Retailers also know that security can easily undermine conversion if applied bluntly. Over 60% of US retail and ecommerce businesses report increased customer churn tied directly to fraud prevention measures. Payment restrictions alone contribute to abandonment rates as high as 42%. In an agentic commerce environment, where customers expect automation and speed, poorly tuned controls risk breaking the experience entirely.

Investing Beyond Agentic Commerce: The Next Phase of Retail Innovation

The smarter approach is for retailers to invest in capabilities that improve trust and minimize friction across payments and checkouts, rather than building specifically for agentic commerce.

Retailers can implement risk-based strategies to authenticate shoppers through digital identity risk assessment, behavioral intelligence, email and phone risk assessment, and continued investments in authentication mechanisms like two-factor authentication and digital credential issuance and authentication allowing a shopping experience with minimal friction. Retailers can apply these capabilities whether transactions start on a website, mobile app or AI-driven interface.

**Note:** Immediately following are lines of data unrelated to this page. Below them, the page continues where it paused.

PR #79, opened 2022-12-20
Adds optional feature

suryabulusu:
A new feature that gives users the opportunity to choose what questions they want to answer. 
Link to ADR: https://www.notion.so/avantifellows/ADR-5-Optional-Questions-0974a37987054d7e9d9d7a7854cd8211

Two new fields are added to QuestionSet model
1. `title` (of a question set, to display in palette)
2. `max_questions_allowed_to_attempt`
    - if this is less than `len(questions)`, the set has optional questions
    - else this has to be equal to `len(questions)` (all questions are allowed to be attempted)


app/routers/sessions.py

AI-driven models can adapt authentication and payment controls dynamically based on context and risk. That flexibility matters. Machine learning technologies have gained traction by helping retailers use risk signals to manage first-party fraud, synthetic identity fraud and emerging payment threats simultaneously. However, around 40% of businesses still rely heavily on manual fraud prevention.

Agentic commerce may still be in its early stages, but the lesson for retailers is already clear: Retailers must build trust into the experience from the start. Retailers that center customer protection in every innovation decision, balancing security with simplicity, will be better positioned to protect conversion, scale globally and meet shoppers wherever the next generation of commerce takes shape. By investing in layered, intelligent risk solutions, retailers can turn security from a potential source of friction to one that acts as a strategic asset that enables better customer experiences.